The response must reproduce exactly every line of the material below holding the word "What".

> EXCERPTED DATA
<<<<

PR #1455, opened 2015-05-04
Check-in mesos.proto file.

kolloch:
This ensures that protoc-calls are reproducible. Otherwise, different
developers might use different mesos.proto versions.

Issue #1445, opened 2015-04-30
Multiple health checks


dsiegel:
It appears that when I have multiple health checks, the deployment of a task will complete as soon as a single health check succeeds rather than waiting for all health checks to succeed. That means the old task will be killed before the new task has reached a healthy state.

Is this expected behavior? I'd rather it wait for all health checks to succeed.

I've observed this through the UI, but I can't see it in the logs, because I don't see the log statements from the HealthCheckActor.

Here is the JSON I am posting to marathon:

```
{
    "backoffFactor": 2,
    "backoffSeconds": 10,
    "container": {
        "docker": {
            "image": "mytestcontainer",
            "network": "BRIDGE",
            "portMappings": [
                {
                    "containerPort": 22925,
                    "hostPort": 0,
                    "protocol": "tcp"
                },
                {
                    "containerPort": 13001,
                    "hostPort": 0,
                    "protocol": "tcp"
                }
            ]
        },
        "type": "DOCKER"
    },
    "cpus": 1,
    "healthChecks": [
        {
            "gracePeriodSeconds": 90,
            "intervalSeconds": 20,
            "maxConsecutiveFailures": 3,
            "path": "/status",
            "portIndex": 0,
            "protocol": "HTTP"
        },
        {
            "gracePeriodSeconds": 90,
            "intervalSeconds": 20,
            "maxConsecutiveFailures": 3,
            "portIndex": 1,
            "protocol": "TCP"
        }
    ],
    "id": "testing",
    "instances": 1,
    "mem": 1024.0
} 
```

dsiegel:
Bump.

kolloch:
Hi @dsiegel, I agree with you that a task should succeed if all health checks are reporting success.

Have you tried using COMMAND health checks as a work around? They are more scalable anyways since they are not handled from the single marathon master instance but by the slaves.

dsiegel:
Are you suggesting a single COMMAND check, like this:

curl X && curl Y && curl Z, instead of 3 separate health checks?

Seems like that should work fine. 

What is the point of the marathon based health checks then? Perhaps the marathon TCP/HTTP checks should just generate COMMAND health checks?

bobrik:
Forking to curl is quite expensive operation. It'd be better to support tcp/http health checks from slave processes. That could hide problems like "everything resolves to localhost and not accessible from the outside", though.

[...]

PR #2822, opened 2015-12-14
Fixes #1455 - Multiple health checks DO NOT MERGE

meln1k:
Here is a start of process of fixing issue #1445.

The idea is to create a new actor called HealthCheckAppActor, which is responsible to aggregate failed health checks from HealthCheckActor. Based on this checks, HealthCheckAppActor should be able to correctly determine if an instance is working, and don't miss any failed health checks.

What should be done next: we should move the application killing logic from HealthCheckActor to HealthCheckAppActor, now it's responsible to making decisions based on task health information. Read TODOs for more information.


aquamatthias:
Thanks @meln1k - we need to improve that logic started here. I close the PR for now.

>>>>

> REPLY TO THE TASK
What is the point of the marathon based health checks then? Perhaps the marathon TCP/HTTP checks should just generate COMMAND health checks?
What should be done next: we should move the application killing logic from HealthCheckActor to HealthCheckAppActor, now it's responsible to making decisions based on task health information. Read TODOs for more information.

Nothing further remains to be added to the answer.